El cineasta decide articular la narración desde un centro externo dentro de cuyo diámetro tienen, por fuerza, que caber —o hacinarse— el resto de temas que forman parte de las coordenadas espaciales y temporales en las que se enmarca la película. Dicho centro no es otro que un cuerpo, el de su protagonista, que organiza la composición de los encuadres, pero que, al mismo tiempo, flota por los lugares que transita, se desliza por conversaciones, trabajos precarios, habitaciones pequeñas, y nunca llega a dialogar con un tiempo histórico concreto, la crisis del 2007, ni con un lugar, Holanda, que funcionan como anclajes contextuales antes que como una realidad viva que condiciona sus movimientos. Muy lejos no es una indagación en dicha realidad, sino un viaje programado y preconcebido cuyo punto de llegada, cuyo cierre discursivo, ya estaba impuesto antes siquiera del inicio del metraje. De ahí que el protagonista y el mundo operen en planos distintos, pero paralelos, que ofrecen una ilusión de cohesión: por un lado, está el personaje interpretado por Mario Casas; y, por otro, unas circunstancias sociales en las que el director no pretende adentrarse. No hay, por tanto, un tratamiento fílmico del espacio ni de los factores que lo definen, pero tampoco de los cuerpos y sus acciones. Dichas ausencias se hacen patentes tanto en las múltiples secuencias en las que Oms coloca la cámara detrás del protagonista mientras camina o recorre en bicicleta las calles de Utrecht, aquí convertidas en un inexpresivo amasijo de edificios, como en las que le filma en planos cortos e inestables mientras juega al fútbol, imposibilitando, mediante la velocidad con que se suceden los cortes de montaje y la estrechez del tamaño de los encuadres, que el placer que le produce la fisicidad del deporte se manifieste a través de los matices gestuales de la totalidad de su cuerpo.

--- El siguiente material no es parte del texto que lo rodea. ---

PR #289, opened 2023-06-22
PANGOLIN-2729: Location & AttributeLocalizedEnumValue models

valoriecarli:
This PR contains the following:

The addition of the `Location` model & a few presets. Based on the [documentation](https://docs.commercetools.com/api/projects/zones#representations), I went ahead and colocated Location to reside with Zone & organized the updated package accordingly.

The addition of the `AttributeLocalizedEnumValue` value, which is colocated w/in the `AttributeType` package. 

Please note that this only provides the _scaffolding_ for graphql. That portion will need more attention once we need it.

### DIFF
--- a/models/shipping-method/src/zone-rate/generator.ts
+++ b/models/shipping-method/src/zone-rate/generator.ts
@@ -1,5 +1,5 @@
 import { fake, Generator } from '@commercetools-test-data/core';
-import { Zone } from '@commercetools-test-data/zone/src';
+import { Zone } from '@commercetools-test-data/zone';
 import * as ShippingRate from '../shipping-rate';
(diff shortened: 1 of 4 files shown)


models/shipping-method/src/zone-rate/generator.ts
```diff
@@ -1,5 +1,5 @@
 import { fake, Generator } from '@commercetools-test-data/core';
-import { Zone } from '@commercetools-test-data/zone/src';
+import { Zone } from '@commercetools-test-data/zone';
```
tylermorrisford: 💪

tylermorrisford (approved):
LGTM!

PR #295, opened 2023-06-29
fix(models/cart): add shipping method to sample fashion data presets

stephsprinkle:
#### Summary

The Fashion sample data cart draft presets were missing shipping methods, which meant our orders were missing them as well.


jaikamat (approved):
🎊

PR #301, opened 2023-07-21
Added geolocation to channel draft

rajrdk:
This PR is intended to add geolocation to channel and channel draft.


models/channel/src/channel-draft/presets/with-inventory-supply-role-no-address.spec.ts
```diff
@@ -0,0 +1,14 @@
+import { roles } from '../../constants';
```
rajrdk, line 1: Added missing spec file

PR #302, opened 2023-07-24
fix(carts): add customer id to sample fashion data cart draft presets

stephsprinkle:
#### Summary
The FCT Fashion sample data is missing orders for customers in MC as we are only providing the customer's email and require the customer ID for that link to exist in MC.


jaikamat (approved):

models/cart/src/cart/cart-draft/presets/sample-data-fashion/sample-australia-01.ts
```diff
@@ -27,7 +27,7 @@ const shippingMethod = ShippingMethodDraft.presets.sampleDataFashion
   .usaAustralia()
   .build<TShippingMethodDraft>();
 
-const sampleAustralia01 = (customerId: string): TCartDraftBuilder =>
+const sampleAustralia01 = (customerId?: string): TCartDraftBuilder =>
```
tylermorrisford, line 30: <3 this

tylermorrisford (approved):

PR #305, opened 2023-07-26
PANGOLIN-2735 - Add `Stores` pkg with `Stores` & `ProductSelectionSettings` models

valoriecarli:
There is quite a bit happening here, and clearly room for improvement, but I think this is in a good place _for now_.

This PR consists of a new Stores package with the following models:
`ProductSelectionSettings`/ `ProductSelectionSettingsDraft`
`Store`/`StoreDraft`

Though the drafts are built up, the focus here was on the parent models - most notably the graphql transformations & their differing shapes/values.

@stephsprinkle / @jaikamat / @tylermorrisford  I have attempted to follow the graphql patterns FCT has established to make this easier for the next person. You do not need to review this, but please feel free if you'd like & let me know if you see a glaring mistake (or 3). 

Special thanks to @jaikamat for all the things.

### DIFF
--- a/.changeset/short-berries-rhyme.md
+++ b/.changeset/short-berries-rhyme.md
@@ -1,0 +1,6 @@
+---
+'@commercetools-test-data/product-selection': minor
+'@commercetools-test-data/store': minor
+---
+
+Add package `Store` with `Store` & `ProductSelectionSetting` models.


kterry1 (approved):
Awesome job!

ByronDWall (approved):
Looks good to me, thanks for putting in all this work!

PR #307, opened 2023-07-28
fix(carts): remove customer groups and update keys for fashion presets

stephsprinkle:
#### Summary
Found a couple bugs while testing the customer ID cart changes:
- Old cart keys
- Customer groups are not allowed on carts when providing customer ID as they are automagically added

Documentation for reference:
> [ResourceIdentifier](https://docs.commercetools.com/api/types#ctp:api:type:ResourceIdentifier) to the Customer Group of the Customer that the Cart belongs to. Used for [LineItem Price selection](https://docs.commercetools.com/api/carts-orders-overview#line-item-price-selection). It is automatically set if the Customer referenced in customerId belongs to a Customer Group. It can also be set explicitly when no customerId is present.


tylermorrisford (approved):

jaikamat (approved):
nice find!

PR #310, opened 2023-08-01
PANGOLIN-2973- `Payment` package creation w/  `PaymentInfoMethod` model

valoriecarli:
@tylermorrisford I hope this works for you. Apparently it doesn't care for scaffolding files 😄 , so I went ahead and created the `Payment` package & placed your `PaymentMethodInfo` model w/in it. Please feel free to build off of this, or push it. 

Screenshot 2023-08-01 at 11 28 30


tylermorrisford:
🚀 This is ahead of where I was, so THANK YOU! Going to add @stephsprinkle as a reviewer. Thank you so much @valoriecarli 🍾

.changeset/grumpy-dolphins-drop.md
```diff
@@ -0,0 +1,5 @@
+---
+'@commercetools-test-data/payment': patch
```
stephsprinkle, line 2:
```suggestion
'@commercetools-test-data/payment': minor
```

stephsprinkle (commented):
This is one of those weird GraphQL models that has an `Input` type as a draft that doesn't exist in the REST API. ([AttributeDraft](https://github.com/commercetools/test-data/tree/main/models/product-variant/src/attribute/attribute-draft) is similar). 
image

models/payment/src/payment-method-info/payment-method-info-draft/transformers.ts
```diff
@@ -0,0 +1,28 @@
...
+const transformers = {
+  default: Transformer<TPaymentMethodInfoDraft, TPaymentMethodInfoDraft>(
+    'default',
+    {
+      buildFields: ['name'],
+    }
+  ),
+  rest: Transformer<TPaymentMethodInfoDraft, TPaymentMethodInfoDraft>('rest', {
+    buildFields: ['name'],
+  }),
```
jaikamat, line 16: Since there's no REST representation, we probably could omit this

models/payment/src/payment-method-info/payment-method-info-draft/transformers.ts
```diff
@@ -0,0 +1,28 @@
...
+  graphql: Transformer<TPaymentMethodInfoDraft, TPaymentMethodInfoDraftGraphQL>(
+    'graphql',
+    {
+      buildFields: ['name'],
```
jaikamat, line 20: `name` is an array of type `LocalizedStringItemInputType`, so we should probably transform from the LocalizedField we build (the data's there, it's just not the write shape I think - correct me if I'm wrong)

image

image

jaikamat (approved):
Few nits, but looks great! Nice work

models/payment/src/payment-method-info/payment-method-info-draft/transformers.ts
tylermorrisford: @jaikamat I haven't come across a transformation like this yet, is there an example you can think of? Or is it `LocalizedString.toLocalizedField(fields.name);`?

models/payment/src/index.ts
```diff
@@ -0,0 +1,5 @@
+// Export types
+export * from './payment-method-info/types';
+
+// Export models
+export * as Payment from './payment-method-info';
```
stephsprinkle, line 5: I just noticed this should almost definitely be 
```suggestion
export * as PaymentMethodInfo from './payment-method-info';
```

models/payment/src/payment-method-info/payment-method-info-draft/transformers.ts
stephsprinkle: @jaikamat It's genuinely unclear to me if we've ever run into this input type before. Can you think of an example?

stephsprinkle: The test for name looks like:
```
        name: expect.arrayContaining([
          expect.objectContaining({
            locale: expect.any(String),
            value: expect.any(String),
          }),
        ]),
```
Which, looks right to me? Am I missing something?

PR #318, opened 2023-08-14
FCT-456 PaymentStatus

tylermorrisford:
Creates the `paymentStatus` model and draft.


models/payment/src/payment-status/generator.ts
```diff
@@ -0,0 +1,14 @@
+import { Generator } from '@commercetools-test-data/core';
+import { TPaymentStatus } from './types';
+
+// https://docs.commercetools.com/api/projects/payments#paymentstatusdraft
+
+const generator = Generator<TPaymentStatus>({
+  fields: {
+    interfaceCode: null,
+    interfaceText: null,
+    state: null,
```
stephsprinkle, line 10: This would be a full-blown `State` model, which is then transformed into a `Reference` for the REST model and the `stateRef` field of GraphQL.

models/payment/src/payment-status/transformers.ts
```diff
@@ -0,0 +1,22 @@
+import { Reference } from '@commercetools-test-data/commons';
+import { Transformer } from '@commercetools-test-data/core';
+import type { TPaymentStatus, TPaymentStatusGraphql } from './types';
+
+const transformers = {
+  default: Transformer<TPaymentStatus, TPaymentStatus>('default', {
+    buildFields: ['state'],
+  }),
+  rest: Transformer<TPaymentStatus, TPaymentStatus>('rest', {
+    buildFields: ['state'],
```
stephsprinkle, line 10: `state` needs to be transformed into a `Reference` like line 17, I suppose you can do the same thing since the model doesn't exist yet.

models/payment/src/payment-status/payment-status-draft/generator.ts
```diff
@@ -0,0 +1,14 @@
+import { Generator } from '@commercetools-test-data/core';
+import { TPaymentStatusDraft } from '../types';
+
+// https://docs.commercetools.com/api/projects/payments#paymentstatusdraft
+
+const generator = Generator<TPaymentStatusDraft>({
+  fields: {
+    interfaceCode: null,
+    interfaceText: null,
+    state: null,
```
stephsprinkle, line 10: Here we can safely use the `Reference` since both REST and GraphQL expect it.

```suggestion
    state: fake(() => Reference.random().typeId('state')),
```

stephsprinkle (approved):

PR #334, opened 2023-09-13
Create sample-data-goodstore folder for store presets

lidiyacommercetools:
Creating a new folder to add zone information for the new sample data of the Good Store


tylermorrisford (approved):
This is a truly breathtaking PR right here

models/store/src/store/store-draft/presets/sample-data-goodstore
stephsprinkle, line 1: Did you intend to create this folder in zone drafts? Also wondering if we want to go with good-store vs goodstore. FWIW my care amount on this is low, we just need to be consistent for every model and this sets the precedent.

It would be nice if you could add an index.at that exports an empty presets constant. Here's an [example](https://github.com/commercetools/test-data/blob/main/models/zone/src/zone/zone-draft/presets/sample-data-fashion/index.ts), but it isn't empty.

stephsprinkle (commented):
Thank you, wonderful PM for your very first PR!!!!

models/store/src/store/store-draft/presets/sample-data-goodstore
lidiyacommercetools: I did mean to create it under zones!

stephsprinkle: One other thing, once you had the `index.ts` file in the sample data folder, you can then add the exported presets to the main `index.ts` file,  [like so](https://github.com/commercetools/test-data/blob/4246abd702b7b6ffbf30fc9a203d15b98ac1b4ec/models/zone/src/zone/zone-draft/presets/index.ts#L2). And that is basically the entirety of the "infrastructure" required to "drop in" presets.

stephsprinkle:
Closing in favor of #337

PR #345, opened 2023-09-16
feat(store): added store presets for goodstore data

lidiyacommercetools:
Added store presets to the good store data. Did not include the countries as the project only supports those two countries. Info seemed redundant. 

Mirrors orginal Good Store data. https://github.com/frontastic-developers/customer-thegoodstore/blob/master/getting-started/data/stores.json

### DIFF
--- a/models/store/src/store/store-draft/presets/sample-data-goodstore/the-good-store.ts
+++ b/models/store/src/store/store-draft/presets/sample-data-goodstore/the-good-store.ts
@@ -6,6 +6,5 @@ const the_good_store = (): TStoreDraftBuilder =>
   StoreDraft.presets
     .empty()
     .key('the-good-store')
-    .name(LocalizedString.presets.empty()['en-US']('The Good Store'))
-    .name(LocalizedString.presets.empty()['en-GB']('The Good Store'));
+    .name(LocalizedString.presets.empty()['en-US']('The Good Store')['en-GB']('The Good Store'));
 export default the_good_store;
--- a/models/store/src/store/store-draft/presets/sample-data-goodstore/the-good-store.ts
+++ b/models/store/src/store/store-draft/presets/sample-data-goodstore/the-good-store.ts
@@ -6,5 +6,10 @@ const the_good_store = (): TStoreDraftBuilder =>
   StoreDraft.presets
     .empty()
     .key('the-good-store')
-    .name(LocalizedString.presets.empty()['en-US']('The Good Store')['en-GB']('The Good Store'));
+    .name(
+      LocalizedString.presets
+        .empty()
+        ['en-US']('The Good Store')
+        ['en-GB']('The Good Store')
+    );
 export default the_good_store;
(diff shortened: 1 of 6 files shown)


models/store/src/store/store-draft/presets/sample-data-goodstore/the-good-store.ts
```diff
@@ -0,0 +1,11 @@
+import { LocalizedString } from '@commercetools-test-data/commons';
+import type { TStoreDraftBuilder } from '../../../types';
+import * as StoreDraft from '../../index';
+
+const the_good_store = (): TStoreDraftBuilder =>
+  StoreDraft.presets
+    .empty()
+    .key('the-good-store')
+    .name(LocalizedString.presets.empty()['en-US']('The Good Store'))
+    .name(LocalizedString.presets.empty()['en-GB']('The Good Store'));
```
tylermorrisford, line 10: Line 10 here will overwrite line 9; do we want both? We could do something like 
`.name(LocalizedString.presets.empty()['en-US']('The Good Store')['en-GB']('The Good Store'))`
to set the name for more than one language if that's what we need. Is [this](https://github.com/frontastic-developers/customer-thegoodstore/blob/master/getting-started/data/stores.json) what we want the end result to be?

lidiyacommercetools: Made the update. Thanks for highlighting

models/store/src/store/store-draft/presets/sample-data-goodstore/the-good-store.ts
```diff
@@ -0,0 +1,15 @@
+import { LocalizedString } from '@commercetools-test-data/commons';
+import type { TStoreDraftBuilder } from '../../../types';
+import * as StoreDraft from '../../index';
+
+const the_good_store = (): TStoreDraftBuilder =>
+  StoreDraft.presets
```
stephsprinkle, line 6: The original data includes `countries` and `languages`, do we want to include those here?

stephsprinkle (approved):

models/store/src/store/store-draft/presets/sample-data-goodstore/the-good-store.ts
```diff
@@ -0,0 +1,15 @@
+import { LocalizedString } from '@commercetools-test-data/commons';
+import type { TStoreDraftBuilder } from '../../../types';
+import * as StoreDraft from '../../index';
+
+const the_good_store = (): TStoreDraftBuilder =>
```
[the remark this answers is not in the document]
stephsprinkle: I agree that we should go with camel case

models/store/src/store/store-draft/presets/sample-data-goodstore/the-good-store.ts
lidiyacommercetools: Since we have only one store, and it supports all the languages and all the countries, is it necessary?

lidiyacommercetools: The API assumes all, unless stated otherwise

tylermorrisford (approved):

jaikamat (approved):

PR #347, opened 2023-09-18
feat: an-initial-exporter

phofmann:
DO NOT MERGE


stephsprinkle:
The presets in this PR need to be separated into their own PRs, verified against the source of truth, and unit tests need to be added.

phofmann:
No, the branch is important but the PR will never be applied

PR #142441, opened 2026-09-08
fix(e2e): keep frozen survivor tooling coherent

RomneyDa:
## What Problem This Solves

Full validation of the 2026.6.35 candidate mixes the selected historical upgrade-survivor scenario with current trusted helper modules. The historical runner hardcodes paths under `/app/scripts`, so it loaded the current npm fixture server against the selected target old bounded-response module and failed before testing the candidate. Failure diagnostics were also absent because the historical scenario predates the trusted diagnostics module.

## Why This Change Was Made

Keep the selected release scenario and assertions, but bind the current trusted npm fixture server, its bounded-response dependency, and diagnostics module as one coherent helper closure at the exact hardcoded paths. This does not add a compatibility mode or weaken scenario assertions.

## User Impact

Extended-stable validation can exercise historical upgrade scenarios without module-generation skew in the test harness. Product runtime is unchanged.

## Evidence

- Red: full validation run 34261943173, candidate release-check jobs 102187203871 and 102188432481. The fixture server failed because `createBoundedResponseTooLargeError` was missing from the selected old helper; diagnostics then failed with `MODULE_NOT_FOUND`.
- Green: focused `docker-build-helper` contract test; Bash syntax; Oxfmt; OXLint; diff check.
- Production/runtime LOC: 0. Release harness: +5/-2. Tests: +2/-0.

### DIFF
--- a/scripts/e2e/lib/clawhub-fixture-server.cjs
+++ b/scripts/e2e/lib/clawhub-fixture-server.cjs
@@ -77,6 +77,29 @@ async function assertNoRequests(baseUrl) {
   if (!Array.isArray(payload?.requests)) {
     throw new Error("ClawHub fixture request ledger must contain a requests array");
   }
+  const legacyPackage = process.env.OPENCLAW_FROZEN_UPGRADE_SURVIVOR_CLAWHUB_PACKAGE;
+  if (legacyPackage) {
+    const packagePath = `/api/v1/packages/${encodeURIComponent(legacyPackage)}`;
+    const artifactPrefix = `GET ${packagePath}/versions/`;
+    const artifactSuffix = "/artifact";
+    const artifactRequest = payload.requests[1] ?? "";
+    const version =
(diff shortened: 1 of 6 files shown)


RomneyDa:
@clawsweeper review

RomneyDa:
Extended exact validation exposed the second half of the same mixed-generation defect: the selected 2026.6.35 installer legitimately performs its historical three-request ClawHub npm-pack flow, while the current fixture asserted an idle ledger. The amended head derives that contract only from the authorized selected source, passes only the exact official package, and verifies the complete package/artifact/download sequence. Current/unknown targets remain strict-idle.

Proof: focused ClawHub + upgrade owner tests 14/14; Bash syntax, Oxfmt, OXLint, diff check; exact-head autoreview scoped-clean (P0-P2, 0.91).

@clawsweeper re-review

RomneyDa:
@clawsweeper re-review

RomneyDa:
@clawsweeper re-review

PR #142460, opened 2026-09-08
perf(plugins): keep provider discovery metadata lightweight

steipete:
## What Problem This Solves

Resolves unnecessary cold-import work when offline CLI commands prepare the model catalog. Loading metadata descriptors for Anthropic Vertex, DeepInfra and Google also loaded live catalog, transport or token code before that work was needed.

## Why This Change Was Made

Static metadata and live execution now have separate owners within the existing plugins. Vertex defers its catalog runtime and keeps environment/ADC facts separate from endpoint helpers. DeepInfra shares one static manifest/model-definition module between its descriptor and live catalog. Google keeps static Studio/Vertex models and synchronous ADC facts independent of live discovery and token exchange.

Existing public Vertex/DeepInfra API names and canonical model builders are retained. Google token refresh, caching and deadline logic stays with its existing owner. No new dependency, SDK subpath, configuration option, cache infrastructure, or shard change is introduced.

The tests enforce these import boundaries and retain real static output and live delegation coverage. A Vertex ADC fixture now initializes its fake reader explicitly instead of depending on an unrelated import. The moved ADC type boundary is documented, an unnecessary assertion is removed, and the old file's assertion baseline decreases from six to four.

## User Impact

Less startup work for metadata-only catalog reads. Both existing unknown-provider process tests remain intact; they protect separate CLI routes and a specific past JSON error regression.

Production changes are mostly moves, with three net added lines. Test changes add 104 net lines; the assertion-baseline adjustment is neutral in line count and reduces the old allowance.

## Evidence

- A fresh-process original/candidate/original Linux comparison, with each arm built from its corresponding source, measured the representative Commander JSON error case at **40.52s / 30.15s / 32.60s**. Source, loaded descriptors and compiled chunks were verified, and original descriptor bytes returned in the final arm. The variation between originals limits any general percentage claim.
- New import-boundary guards fail against the original eager imports and pass with the separated owners. Models and auth behavior remain covered by existing tests.
- Normal full build passed on Linux, including SDK/export/bootstrap checks and the UI build. **575 tests passed across 36 files:** 530 provider cases, all 28 unchanged help/exit cases, and 17 prepared-catalog CLI cases.
- Independent P2 review found no actionable issue. The final 30-path changed-file gate passed after the assertion annotation/baseline cleanup. Exact-head CI will be verified before landing.

The timing comparison and full runtime tests precede the final non-executable assertion annotation/baseline cleanup. Earlier diagnostic attempts and differing raw-CLI environments are not used as performance evidence. No live provider request was needed for the unchanged token implementations; existing transport/auth tests and the full build verify their retained boundaries.

### DIFF
--- a/config/assertion-safety-baseline.txt
+++ b/config/assertion-safety-baseline.txt
@@ -520,7 +520,7 @@ extensions/google/onboard.ts	3
 extensions/google/provider-registration.ts	2
 extensions/google/realtime-voice-provider.ts	6
 extensions/google/transport-stream.ts	13
-extensions/google/vertex-adc.ts	6
+extensions/google/vertex-adc.ts	4
 extensions/google/video-generation-provider.ts	13
 extensions/googlechat/src/accounts.ts	1
 extensions/googlechat/src/actions.ts	1
--- a/extensions/anthropic-vertex/api.ts
+++ b/extensions/anthropic-vertex/api.ts
@@ -17,12 +17,14 @@ export {
 export {
   hasAnthropicVertexAvailableAuth,
   hasAnthropicVertexCredentials,
-  resolveAnthropicVertexClientRegion,
   resolveAnthropicVertexConfigApiKey,
   resolveAnthropicVertexProjectId,
   resolveAnthropicVertexRegion,
-  resolveAnthropicVertexRegionFromBaseUrl,
 } from "./region.js";
+export {
+  resolveAnthropicVertexClientRegion,
+  resolveAnthropicVertexRegionFromBaseUrl,
+} from "./region-endpoint.js";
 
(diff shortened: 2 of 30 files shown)


steipete:
Merged via squash.

- Prepared head SHA: [fd9b2e47cd899c999a27250ee6b8a48e5b5667fc](https://github.com/openclaw/openclaw/pull/142460/commits/fd9b2e47cd899c999a27250ee6b8a48e5b5667fc)
- Landed commit: [5fed661a46f62f85b5bf2c0dbf3f88ae9cf231d4](https://github.com/openclaw/openclaw/commit/5fed661a46f62f85b5bf2c0dbf3f88ae9cf231d4)

PR #142465, opened 2026-09-08
fix(ui): prevent model picker lag with large catalogs

steipete:
<details>

This is a same-repository branch, so maintainers retain their normal repository access. The fork-only collaboration setting does not apply.

</details>

## What Problem This Solves

Fixes an issue where users with large model catalogs would experience slow model selection in Chat and sluggish typing in New Session.

## Why This Change Was Made

Prepare the catalog lookup once per render and reuse the original rows for metadata, provider display, and labels. Keeping source order and duplicate rows preserves first-match, canonical-label, raw-ID ambiguity, and default-selection behavior while deleting repeated scans and an unused argument.

## User Impact

Large published catalogs are cheaper to render, with the same model values, aliases, labels, search results, and selections. No configuration, authentication, routing, or API changes are needed.

## Evidence

Actual-render regression tests failed before the repair and pass after it. At 400 models, model-ID reads fell from **407,004 to 4,404** (98.9% fewer); the protected lookup work now grows linearly.

In controlled Chromium runs with a synthetic 1,000-model Gateway catalog, observed main-thread time fell from **1,142 ms to 110 ms for Chat model selection**, and **2,251 ms to 199 ms for New Session typing**. These are observed timing samples, not wall-clock assertions. There is no Chat-per-keystroke performance claim.

All **496 focused unit/sibling tests**, **18 browser tests**, and the full scoped changed-file gate passed, including test/UI type graphs, lint, styles, and export checks. Managed **P0–P2 review is scoped-clean**. Production code is **16 lines smaller**, with 133 added test lines.

The inspected synthetic captures below demonstrate unchanged search results and metadata. They were recaptured with the canonical invitation dismissal; the timing claims above remain bound to the original benchmark runs, not the recapture.

| Chat before | Chat after |
| --- | --- |
| Chat finds Model 0999 before the lookup repair | Chat finds the same Model 0999 after the lookup repair |

| New Session before | New Session after |
| --- | --- |
| New Session finds Model 0999 before the lookup repair | New Session finds the same Model 0999 after the lookup repair |

### DIFF
--- a/ui/src/e2e/chat-model-controls.e2e.test.ts
+++ b/ui/src/e2e/chat-model-controls.e2e.test.ts
@@ -1,3 +1,4 @@
+import { writeFile } from "node:fs/promises";
 import { expect, it } from "vitest";
 import { createControlUiE2eArtifactDir } from "../test-helpers/control-ui-e2e-artifacts.ts";
 import { installMockGateway } from "../test-helpers/control-ui-e2e.ts";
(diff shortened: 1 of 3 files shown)


steipete:
Merged via squash.

- Prepared head SHA: [87a9c565a90ce4dd7f3af725d5b087aef838be40](https://github.com/openclaw/openclaw/pull/142465/commits/87a9c565a90ce4dd7f3af725d5b087aef838be40)
- Landed commit: [b9f1e86810cc093ab97fc2b04c3fc269ecac95e2](https://github.com/openclaw/openclaw/commit/b9f1e86810cc093ab97fc2b04c3fc269ecac95e2)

El director se dedica a ilustrar un guion plagado de lugares comunes en el que todo está al servicio de un protagonista cuyo conflicto interno tampoco tiene un desarrollo orgánico. Oms mercantiliza la explotación laboral y el sufrimiento de los migrantes que trabajan en Europa y que son perseguidos y criminalizados por unos Estados que se niegan a regularizarlos, puesto que no sólo evita retratar con hondura dichas problemáticas, sino que las utiliza como pulsos dramáticos con los que hace avanzar un relato lastrado por su falta de consistencia narrativa. Además, la elección de un actor de recursos tan limitados como Mario Casas para interpretar a un protagonista que está en el centro de todos y cada uno de los planos de la película impide que el espectador establezca el tan ansiado vínculo emocional con su personaje, dado que en las secuencias de mayor intensidad —que, para no resultar melodramáticas, requieren de una gran contención— lo que el actor ofrece es sobreactuación, y en las que se construyen con silencios y miradas no consigue hilvanar con sutileza los gestos requeridos.